--- Recorded data Enclosed Below ---

PR #2789, opened 2023-11-15
[grafana] fix: Change sidecar.alerts.initDatasources to sidecar.alerts.initAlerts

kvanzuijlen:
Missed in #2760

~@zanhsieh Not sure if this should actually be a major version bump?~


zanhsieh (approved):

bt909:
Why should be initAlerts changed to initDatasources? This is a value for the alert sidecar and has nothing to to with datasources?

charts/grafana/values.yaml
```diff
@@ -872,7 +872,7 @@ sidecar:
     skipReload: false
     # This is needed if skipReload is true, to load any alerts defined at startup time.
     # Deploy the alert sidecar as an initContainer.
-    initAlerts: false
+    initDatasources: false
```
bt909, line 875: this is affecting only the sidecar alerts and should NOT named initDatasources. Why do you want to change this?
This came with: https://github.com/grafana/helm-charts/pull/2771

Is this what you are looking for in line 980?
https://github.com/grafana/helm-charts/blob/grafana-7.0.6/charts/grafana/values.yaml#L980

bt909 (changes requested):

charts/grafana/values.yaml
kvanzuijlen: Ah, I was completely confused by the changes from #2760. It's changes in the README.md are incorrect. I'll update this PR to fix those mistakes.

bt909: Thank you very much. I saw this PR and were shocked for the moment, because I introduced initAlerts (for this init container) and use this and thought this will be removed. That would be not that good.
But 2760 configures sidecar datasources only as sidecar, but the comment in line 978 needs to be adjusted, because this is not the case anymore. If you would like to adjust this, thank would be great.

Xtigyro (approved):

zanhsieh (approved):

PR #2813, opened 2023-11-30
[tempo-distributed] add optional statefulset and traces_storage config for metrics generator

jdgeisler:
Adding support for the new experimental metrics summary api capability https://grafana.com/docs/tempo/latest/api_docs/metrics-summary/

Specifically, the docs mention that this feature will cause the generator to use considerably more resources, including disk space. To handle this at scale and to ensure data persistence and availability, I am adding support for the metrics-generator to optionally be deployed as a statefulset with a pvc.

If `kind: StatefulSet` is set and persistence is enabled, then the metrics-generator will be deployed as a statefulset instead of a deployment and the walEmptyDir won't be used. To ensure backwards compatibility though, by default the metrics-generator is still a deployment with the walEmptyDir.

Additionally, the metrics summary api requires a new config `traces_storage`. This is used by the local blocks processor to store a wal for the traces. https://github.com/grafana/tempo/blob/main/modules/generator/config.go#L31
- Without this config, the following error is thrown 
```
level=warn ts=2023-11-29T19:29:38.039769755Z caller=server.go:1184 method=/tempopb.MetricsGenerator/PushSpans duration=5.298406ms msg=gRPC err="could not initialize processors: local blocks processor requires traces wal"
```


gespi1:
any updates here. This is very useful as it is recommended in [tempo 2.2.0+ to use statefulsets to support a new `processor`](https://github.com/grafana/tempo/releases/tag/v2.2.0) for the metrics-generator

zanhsieh (approved):

mapno (approved):
Thanks!

PR #2828, opened 2023-12-08
Remove the deprecated minio chart from the call-update-helm-repo GH action

MichelHollands:
The old min.io helm is no longer available. This is blocking Loki Helm chart releases: see https://github.com/grafana/loki/actions/runs/7059033470/job/19281713160 for an example.


dimitarvdimitrov (approved):
thanks

PR #2221, opened 2023-02-20
[promtail] Allow parent charts to override registry hostname and credentials

johnswarbrick-napier:
Reworked PR #2219 with a rebase and incremented minor version.

Add support for optionally overriding the registry hostname and credentials from a parent chart.

This is important for air-gapped installations which do not have direct access to the public internet and must use a private, internal container registry.

It also avoids having to modify the Promtail Helm chart directly.

FAO: @unguiculus and @Whyeasy

PR #2833, opened 2023-12-10
[promtail] Avoid unnecessary pod restart on each helm chart version

jkroepke:
This PR changes the the input of the config checksum which triggers the reload.

On main branch, the whole configmap/secret checksum is included as checksum input. The configmap contains labels which includes the helm chart version. Each new helm chart version forces a pod restart which is not always necessary.

For example: #2221 would not require a pod restart.


zanhsieh (approved):

jkroepke:
@zanhsieh I fixed the version conflict.

zanhsieh:
@zalegrala Can you review this PR please?

zalegrala:
I believe this will mean that you never restart your pods, even if there is a major version bump, correct?  Are we sure this is desireable?

jkroepke:
If a major version of a helm chart does not modify config or podSpec, whats the reason for the restart?

zalegrala:
Would a major version bump of promtail be caught here?

jkroepke:
> Would a major version bump of promtail be caught here?

Sure, if the major version bump changes podSpec (which includes the image version) or config, it would restart the promtail as expected.

zalegrala (approved):

PR #2853, opened 2023-12-15
improvement: Allow for external config as ConfigMap.

dtrejod:
## Problem
Currently there are 2 issues this PR is attempting to solve. 
1. In order to use [`existingSecretForConfig`](https://github.com/grafana/helm-charts/blob/cc1ebb8174f6a72dfb7aed54b46310fba7184885/charts/loki-distributed/values.yaml#L77-L78), the config must be a K8s Secret. In comparison within the [Mimir](https://github.com/grafana/mimir/blob/facbb92120699d0ccbdc9c24fe9006596f504a6f/operations/helm/charts/mimir-distributed/values.yaml#L83-L89) helm-chart it's possible to have an external config be a ConfigMap when `.Values.configStorageType == "ConfigMap"`. Having the external config be a ConfigMap over a Secret allows for operators to more quickly see the current Loki configuration without having to base64 decode the value if it were a Secret. 
2. The lack of existence of a `externalConfigVersion` entirely. The `externalConfigVersion` allows operators to change this field to force the `checksum/config` annotation to change force rolling pods in the cluster. Today the `checksum/config` is always a shasum of the configmap regardless if `existingSecretForConfig` is set or not.

### ConfigMap vs Secret for existingSecretForConfig
Allows for the external config to be a ConfigMap rather than a Secret. The loki helm chart already has `.Values. configAsSecret` which is a bool. So instead of introducing a new variable to align with the Mimir corresponding `.Values.configStorageType` variable, I opted to reuse this existing variable to toggle when a ConfigMap is used for the external config. 

### Introduce externalConfigVersion
This PR introduces a new field `externalConfigVersion` in `.Values` that will allow for versioning of the `checksum/config` annotation. The enterprise-logs chart already has a this as a `.Value` so this copies that variable naming convention. 
https://github.com/grafana/helm-charts/blob/cc1ebb8174f6a72dfb7aed54b46310fba7184885/charts/enterprise-logs/values.yaml#L41

## Notes for Reviewer
1. I'll be starting vacation on Dec 16, 2023, but will be available to respond to feedback/comments come Jan 3, 2024
2. I intend to follow up with similar changes to the enterprise-logs helm chart so it too can have an external config be a ConfigMap.
3. There does not seem to be a CHANGELOG.md for the loki-distributed helm chart. Happy to add a changelog where needed to document the above changes.

### DIFF
--- a/charts/loki-distributed/templates/_helpers.tpl
+++ b/charts/loki-distributed/templates/_helpers.tpl
@@ -153,7 +153,7 @@ Return the appropriate apiVersion for HorizontalPodAutoscaler.
 {{- end -}}
 
 {{- define "loki.ingester.readinessProbe" -}}
-{{- with .Values.ingester.readinessProbe }}  
+{{- with .Values.ingester.readinessProbe }}
 readinessProbe:
   {{- toYaml . | nindent 2 }}
 {{- else }}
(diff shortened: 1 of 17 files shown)


charts/loki-distributed/templates/_helpers.tpl
```diff
@@ -177,5 +177,30 @@ livenessProbe:
...
+{{- end }}
+
+{{/*
+The volume to mount for loki configuration
+*/}}
+{{- define "loki.configVolume" -}}
+{{- if .Values.loki.existingSecretForConfig }}
+{{- if .Values.loki.configAsSecret }}
+secret:
+  secretName: {{ .Values.loki.existingSecretForConfig }}
```
dtrejod, line 194: 💭 I think this maybe a break for some users if previously they were using `existingSecretForConfig` but didn't set `configAsSecret: true`. The break would be with these proposed changes they would need to also set `configAsSecret: true` to ensure the externalConfig is still pulled in from a Secret rather than a ConfigMap.

charts/loki-distributed/values.yaml
```diff
@@ -76,6 +76,9 @@ loki:
     allowPrivilegeEscalation: false
   # -- Specify an existing secret containing loki configuration. If non-empty, overrides `loki.config`
   existingSecretForConfig: ""
+  # -- When 'existingSecretForConfig' is not empty, then changing 'externalConfigVersion' triggers restart of services -
+  # otherwise changes to the configuration cause a restart.
+  externalConfigVersion: '0'
```
dtrejod, line 81: 💭 None of these variables seem to be documented in the README.md for loki-distributed. Therefore I left out docs that explain the addition of this new `.Values` variable.

PR #4067, opened 2025-12-30
[grafana] Set proper server.domain in grafana.ini even if Gateway API is used

kofuk:
In the current grafana chart, there is an issue where grafana.ini's server.domain is not set correctly when using route instead of ingress. This PR resolves this issue by referencing the hostnames value configured in route.

### DIFF
--- a/charts/grafana/values.yaml
+++ b/charts/grafana/values.yaml
@@ -80,12 +80,12 @@ deploymentStrategy:
 readinessProbe:
   httpGet:
     path: /api/health
-    port: 3000
+    port: grafana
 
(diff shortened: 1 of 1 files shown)


charts/grafana/Chart.yaml
```diff
@@ -1,6 +1,6 @@
 apiVersion: v2
 name: grafana
-version: 10.4.1
+version: 10.4.2
```
jkroepke:
```suggestion
version: 10.4.3
```

jkroepke (approved):

PR #4068, opened 2026-01-05
[grafana] Update kiwigrid/k8s-sidecar tag to 2.2.1

jnoordsij:
The v2 release of this image came paired with a very significant memory usage increase (see https://github.com/kiwigrid/k8s-sidecar/issues/462), which has subsequently been fixed (see https://github.com/kiwigrid/k8s-sidecar/pull/490) and released (see https://github.com/kiwigrid/k8s-sidecar/releases/tag/2.2.0).

Therefore I propose to update the tag to use the latest release.

### DIFF
--- a/charts/grafana/Chart.yaml
+++ b/charts/grafana/Chart.yaml
@@ -1,6 +1,6 @@
 apiVersion: v2
 name: grafana
-version: 10.5.0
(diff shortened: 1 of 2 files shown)


jnoordsij:
@QuentinBisson done!

PR #4069, opened 2026-01-05
[tempo] Make `metrics_generator` storage paths configurable

gjed:
Make the `metrics_generator` storage paths configurable through `values.yaml`, fixing hardcoded `/tmp` paths that caused metrics loss on pod restarts.

**Why**
TraceQL metrics with `local-blocks` processor require persistent storage paths, but hardcoded `/tmp` paths lose data on pod restart.

**Changes**
Adds configurable `storage`, `traces_storage`, `processor`, and `registry` sections under `tempo.metricsGenerator` matching official Tempo documentation structure.

**Backward Compatibility**
Backward compatible: defaults preserve existing behavior, all new options are optional.

### DIFF
--- a/charts/grafana/Chart.yaml
+++ b/charts/grafana/Chart.yaml
@@ -1,6 +1,6 @@
 apiVersion: v2
 name: grafana
-version: 10.4.3
+version: 10.5.5
 appVersion: 12.3.1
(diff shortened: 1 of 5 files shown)


Sheikh-Abubaker (approved):
LGTM!

PR #4080, opened 2026-01-08
[grafana] fix(unified): set default index_path in chart

RafaelPaulovic:
Environment variables take precedence over config files, setting `index_path` this way guarantees that the ephemeral storage path is used even when a custom config file is provided.

The setting remains configurable via the `grafana.ini` section.

Follow-up from: https://github.com/grafana/helm-charts/pull/4073


jkroepke (approved):
LGTM

PR #4082, opened 2026-01-12
[grafana] Allow customization of hostUsers

jcpunk:
Kubernetes has supported the `hostUsers` flag for a while now. This PR adds the flag to grafana, but leaves it as the current default of `true`.

Folks investigating user namespaces will benefit from having a simple place to flip this on/off.

### DIFF
--- a/charts/tempo/Chart.yaml
+++ b/charts/tempo/Chart.yaml
@@ -2,7 +2,7 @@ apiVersion: v2
 name: tempo
 description: Grafana Tempo Single Binary Mode
 type: application
-version: 1.24.2
+version: 1.24.3
 appVersion: 2.9.0
 engine: gotpl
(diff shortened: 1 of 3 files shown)


jkroepke (commented):
Let align with https://github.com/prometheus-community/helm-charts/pull/6474

charts/grafana/values.yaml
```diff
@@ -1502,6 +1503,8 @@ imageRenderer:
   # image-renderer deployment serviceAccount
   serviceAccountName: ""
   automountServiceAccountToken: false
+  # image-renderer deployment hostUsers
+  hostUsers: NULL
```
jkroepke:
```suggestion
  hostUsers: ~
```

jkroepke (approved):
LGTM

Issue #3833, opened 2025-08-03
Existing PVC


Schwitzd:
If set `persistence.volumeName`, the default pvc is still created ended up with two volumes.

I'm using the latest Grafana chart

PR #4086, opened 2026-01-13
[grafana] fix: Use PV name when supplied, rather than looking up existing PVC v…

aimmac23:
…olume name (#3833)

This appears to have been a regression introduced when adding PVC volume name lookups. The "volumeName" field is still in values.yaml, leading to confusion.

### DIFF
--- a/charts/grafana/Chart.yaml
+++ b/charts/grafana/Chart.yaml
@@ -1,6 +1,6 @@
 apiVersion: v2
 name: grafana
-version: 10.5.6
+version: 10.5.7
 appVersion: 12.3.1
 kubeVersion: "^1.8.0-0"
 description: The leading tool for querying and visualizing time series and metrics.


charts/grafana/templates/pvc.yaml
```diff
@@ -25,9 +25,13 @@ spec:
   resources:
     requests:
       storage: {{ .Values.persistence.size | quote }}
+  {{- if .Values.persistence.volumeName }}
+  volumeName: {{ .Values.persistence.volumeName }}
+  {{- else }}
   {{- if and (.Values.persistence.lookupVolumeName) (lookup "v1" "PersistentVolumeClaim" (include "grafana.namespace" .) (include "grafana.fullname" .)) }}
   volumeName: {{ (lookup "v1" "PersistentVolumeClaim" (include "grafana.namespace" .) (include "grafana.fullname" .)).spec.volumeName }}
   {{- end }}
+  {{- end }}
```
jkroepke:
```suggestion
```

PR #4118, opened 2026-01-29
[pdc-agent] add podAnnotations support

wjmolina:
Add `podAnnotations` support to allow setting annotations on the pod template. This is useful for service discovery, metrics scraping (for example, Prometheus or Grafana Agent annotations), and other pod-level metadata.


asimpson (approved):
Thanks for the PR! 👍

asimpson:
@wjmolina could you run `helm docs` and commit any changes? This keeps the docs in sync.

PR #4133, opened 2026-02-20
[rollout-operator] add deployment annotations + allow not to create crds

DrFaust92:
add deployment annotations + allow not to create crds

for clusters with instances of rollout operator, manage CRDs once


DrFaust92:
Good point! You're right that Helm doesn't template files in the `crds/` directory.

However, a common pattern used by other charts (e.g., [kube-prometheus-stack](https://github.com/prometheus-community/helm-charts/tree/main/charts/kube-prometheus-stack/charts/crds)) is to use a **CRDs subchart** that:
1. Keeps plain CRD YAMLs in `crds/crds/` for initial install (no templating)
2. Uses a pre-upgrade Job in `crds/templates/upgrade/` to handle CRD updates on subsequent upgrades

I can refactor this PR to follow a similar approach — moving the CRDs into `templates/` with the conditional flag, or adopting the subchart pattern. What would you prefer?

tcp13equals2:
> Good point! You're right that Helm doesn't template files in the `crds/` directory.
> 
> However, a common pattern used by other charts (e.g., [kube-prometheus-stack](https://github.com/prometheus-community/helm-charts/tree/main/charts/kube-prometheus-stack/charts/crds)) is to use a **CRDs subchart** that:
> 
> 1. Keeps plain CRD YAMLs in `crds/crds/` for initial install (no templating)
> 2. Uses a pre-upgrade Job in `crds/templates/upgrade/` to handle CRD updates on subsequent upgrades
> 
> I can refactor this PR to follow a similar approach — moving the CRDs into `templates/` with the conditional flag, or adopting the subchart pattern. What would you prefer?

Hi @DrFaust92 - sorry for a delayed reply. Re your suggested refactor, sure I would be interested in seeing how this looks. Thank you!

DrFaust92:
@tcp13equals2 force-pushed a refactor — went with option 1 (move CRDs into `templates/`) since the chart only has 2 CRDs and the upgrade-job/subchart pattern felt like overkill here. Summary of changes:

- Both CRDs moved from `crds/` → `templates/` so Helm actually templates them.
- `crds.install` (default `true`) gates rendering for clusters that manage CRDs out of band (e.g. shared rollout-operator).
- `crds.keep` (default `true`) adds `helm.sh/resource-policy: keep` so CRDs survive `helm uninstall`.
- Deployment-level `annotations` added.
- Rebased onto current main, bumped chart to 0.48.0, regenerated README.

Verified `helm lint` clean and `helm template` produces the expected output for all four combinations of `crds.install` / `crds.keep`. Indentation issue you flagged on `replica-templates-...yaml` is gone now since both CRDs were rewritten.

DrFaust92:
Update — refactored again to use the **kube-prometheus-stack subchart pattern** as you suggested (without the upgrade Job, since rollout-operator only has 2 CRDs and the subchart pattern alone gives us the toggle):

- Added a `crds` subchart at `charts/rollout-operator/charts/crds/` containing plain (untemplated) CRD YAMLs in its own `crds/` dir.
- Parent chart declares it as a dependency with `condition: crds.enabled` (default `true`).
- Set `crds.enabled=false` to skip CRD installation entirely (subchart not loaded).
- `annotations` field added for deployment-level annotations.
- Bumped chart to 0.48.0; commit signed-off (DCO).
- Tweaked `.gitignore` to un-ignore `charts/rollout-operator/charts/` so the in-tree subchart sources can be committed (otherwise caught by the repo-wide `/charts/*/charts` rule for built tarballs).

**Non-breaking for existing installs**: their CRDs are already in cluster from the previous top-level `crds/` directory, and Helm leaves CRDs in `crds/` alone on upgrade. New users get them via the subchart `crds/` (same install-once behavior).

Verified `helm lint` clean and `helm template --include-crds` renders 2 CRDs by default and 0 with `--set crds.enabled=false`.

tcp13equals2:
Thanks @DrFaust92 - I will review this week. Thank you!

tcp13equals2:
@DrFaust92 - I did some testing with these changes today and it performs correctly.

Could you update the README to reflect these changes and I would also suggest adding some more commentary to the `charts/crds/values.yaml` explaining when `crds.enabled` should be toggled. The CRDs are always needed for the rollout-operator to run, but an operator may choose to disable this flag for certain reasons ...

Also note that there is a lint error.

DrFaust92:
> @DrFaust92 - I did some testing with these changes today and it performs correctly.
> 
> Could you update the README to reflect these changes and I would also suggest adding some more commentary to the `charts/crds/values.yaml` explaining when `crds.enabled` should be toggled. The CRDs are always needed for the rollout-operator to run, but an operator may choose to disable this flag for certain reasons ...
> 
> Also note that there is a lint error.

Done, waiting for CI

tcp13equals2 (approved):

PR #4163, opened 2026-05-19
Update update-helm-repo.yaml workflow to use grafana/shared-workflows/actions/create-github-app-token

alsoba13:
This is obviously a breaking change, as we are changing the `vault_repo_secret_name` secret by a `github_app_name` input, but all the consumers should upgrade anyway to fix their workflows.

Example of use:
https://github.com/grafana/pyroscope/pull/5171


zerok (dismissed):

narqo (approved):
+1 to unblock the reviews, while we are searching for the owner of DCO

alsoba13:
solved by #4164

PR #3545, opened 2024-07-03
Fixed issues when header is hidden

tyleralsbury:
Five issues are fixed here.

1. Share fails to initialize when the header is hidden because DetailsDisclosure is in the header.  Moved the details related JS files to `theme.liquid` so that there aren't dependencies on the header in other sections.
2. `SearchForm` missing causes predictive search to throw an exception.  `SearchForm` was also loaded in the header, so I moved it as well.
3. When the `drawer` cart style was selected in theme settings and the header was hidden, the drawer would render with `visibility: hidden` but the rest of its CSS was missing.  So it created a huge space above the announcement bar.  Moved the CSS to `theme.liquid`.
4. The search page predictive search was looking for `section-header`.  Added optional chaining to that.
5. The search page predictive search `alt` was not being escaped, so HTML in it broke the layout

### DIFF
--- a/layout/theme.liquid
+++ b/layout/theme.liquid
@@ -31,6 +31,10 @@
     <script src="{{ 'constants.js' | asset_url }}" defer="defer"></script>
     <script src="{{ 'pubsub.js' | asset_url }}" defer="defer"></script>
     <script src="{{ 'global.js' | asset_url }}" defer="defer"></script>
+    <script src="{{ 'details-disclosure.js' | asset_url }}" defer="defer"></script>
+    <script src="{{ 'details-modal.js' | asset_url }}" defer="defer"></script>
+    <script src="{{ 'search-form.js' | asset_url }}" defer="defer"></script>
+
     {%- if settings.animations_reveal_on_scroll -%}
       <script src="{{ 'animations.js' | asset_url }}" defer="defer"></script>
     {%- endif -%}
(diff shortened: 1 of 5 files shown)


dan-menard (approved):

layout/theme.liquid
```diff
@@ -31,6 +31,10 @@
     <script src="{{ 'constants.js' | asset_url }}" defer="defer"></script>
     <script src="{{ 'pubsub.js' | asset_url }}" defer="defer"></script>
     <script src="{{ 'global.js' | asset_url }}" defer="defer"></script>
+    <script src="{{ 'details-disclosure.js' | asset_url }}" defer="defer"></script>
+    <script src="{{ 'details-modal.js' | asset_url }}" defer="defer"></script>
+    <script src="{{ 'search-form.js' | asset_url }}" defer="defer"></script>
+
```
ludoboludo, line 37: I wonder here if we should also add: 
```liquid
{%- if settings.cart_type == "drawer" -%}
  <script src="{{ 'cart-drawer.js' | asset_url }}" defer="defer"></script>
{%- endif -%}
```
Which is in the header right now. So that if you click on `Add to cart` then the drawer is shown anyway?
If we're already including the styles assets, we might as well do the script too.

ludoboludo (commented):
Just one piece of feedback the rest looks fixed to me 👍

layout/theme.liquid
tyleralsbury: Goooood point.  I just updated it - took a bit of a change to the code in drawer (since it has an awareness of the header), but wasn't too tricky.

ludoboludo (approved):

PR #3572, opened 2024-07-24
Show default price for placeholder content

ludoboludo:
### PR Summary: 

We recently made changes to output the price in certain conditions. 
Though there was an impact that we didn't notice, the default price shown for placeholder content is gone. 
In this PR we're adding an extra check to render the price anyway if it's a placeholder context.

To make sure placeholder prices are shown. Right now it looks like this: 

Added a placeholder property to the price snippet. If it's not added, it will be `null`, and if it's there we will still render the price. 

Show the default price again

### Testing steps/scenarios

- [ ] Test adding a feat. collection section
- [ ] Test adding a feat. product section
- [ ] Test adding a collage section with a product card
- [ ] The product cards and price for feat. product section is the only places where I thought the change was needed. 🤔 If you think of any other use case make sure to comment on the PR!
- [ ] Test an unavailable variant and make sure the price is hidden still. Eg: Louise Slide Sandal -> Buttermilk - 46

### Demo links

- [Editor](https://admin.shopify.com/store/os2-demo/themes/163591553046/editor)

### Checklist

### DIFF
--- a/sections/featured-product.liquid
+++ b/sections/featured-product.liquid
@@ -142,14 +142,14 @@
                       {%- endif -%}
                     </div>
                   {%- endif -%}
-                  {%- if product != blank -%}
+                  {%- unless placeholder -%}
                     <div {{ block.shopify_attributes }}>
                       {%- form 'product', product -%}
                         <input type="hidden" name="id" value="{{ product.selected_or_first_available_variant.id }}">
                         {{ form | payment_terms }}
                       {%- endform -%}
                     </div>
-                  {%- endif -%}
+                  {%- endunless -%}
                 {%- when 'sku' -%}
                   <p
                     class="product__sku{% if block.settings.text_style == 'uppercase' %} caption-with-letter-spacing{% elsif block.settings.text_style == 'subtitle' %} subtitle{% endif %}{% if product.selected_or_first_available_variant.sku.size == 0 %} visibility-hidden{% endif %}"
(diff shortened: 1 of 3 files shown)


snippets/price.liquid
```diff
@@ -37,94 +38,97 @@
...
-              <s class="price-item price-item--regular variant-item__old-price">
-                {% if settings.currency_code_enabled %}
-                  {{ compare_at_price | money_with_currency }}
-                {% else %}
-                  {{ compare_at_price | money }}
-                {% endif %}
-              </s>
-            </span>
-          {%- endunless -%}
+{%- unless target == null and placeholder == null -%}
```
ludoboludo, line 41: One thing I actually noticed which is minimal. But curious to know how we want to go about it. 

There is an issue where if you add a feat. collection to the product page, the placeholder product cards get a price that matches the currently selected variant. 
So with the `placeholder` prop I added, we can actually check if it is true and assign `null` to the `target` to keep our default `19.99` price as expected. 

So I might keep the `placeholder` approach for that reason 🤔 

The other solution could be to keep your approach with `product != null` but change it so it's not referring to the actual `product` in the snippet props. Where right now it says in the comment at the top of the file:
```
- product: {Object} Product Liquid object (optional)
```
Cause when on a product template, it will always return the product object of the template as a fallback. 
It should maybe be named instead `product_resource` so we can actually know whether that prop was passed when rendering the snippet or not 🤔 
And the file also points to `product.` a few times instead of `target.`

[Recording](https://screenshot.click/25-45-llp2s-hs7y0.mp4)

Let me know what you think. cc: @Roi-Arthur @emma-boardman @lhoffbeck

sections/featured-product.liquid
```diff
@@ -114,6 +117,7 @@
                   <div id="price-{{ section.id }}" role="status" {{ block.shopify_attributes }}>
                     {%- render 'price',
                       product: product,
+                      placeholder: placeholder,
```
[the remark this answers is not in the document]
ludoboludo: Done! Updated a couple instances to use the placeholder check.
We shall if that's the approach we take based on Arthur's feedback 👍

snippets/price.liquid
Roi-Arthur: Yep I can see the theoretical improvement as it preserves the same example price 👍🏼

On the other hand, I think the important piece is to show _any_ price (rather than none), and ultimately the example shouldn't stick around for too long. I also somewhat doubt that Merchants would go around changing the product to see how it affects the example.
And lastly, if we're going back to the initial point that this messes up the AI generated themes, I think that this is mostly relevant to the front page.

Overall I think I would go for the least amount of code/complexity but happy to go either way.

lhoffbeck (approved):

--- End of Enclosed Recorded data ---

Scan the records above, then copy out each line that mentions "description".

 description: Grafana Tempo Single Binary Mode
 description: The leading tool for querying and visualizing time series and metrics.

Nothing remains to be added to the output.